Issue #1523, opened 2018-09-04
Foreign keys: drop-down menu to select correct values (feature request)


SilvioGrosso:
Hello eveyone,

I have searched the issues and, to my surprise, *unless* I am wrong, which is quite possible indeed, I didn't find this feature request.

——

| WORK REQUEST |
The records above are to be copied out exactly, line for line.

| ANSWER FOR THIS EXERCISE |
Issue #1523, opened 2018-09-04
Foreign keys: drop-down menu to select correct values (feature request)


SilvioGrosso:
Hello eveyone,

I have searched the issues and, to my surprise, *unless* I am wrong, which is quite possible indeed, I didn't find this feature request.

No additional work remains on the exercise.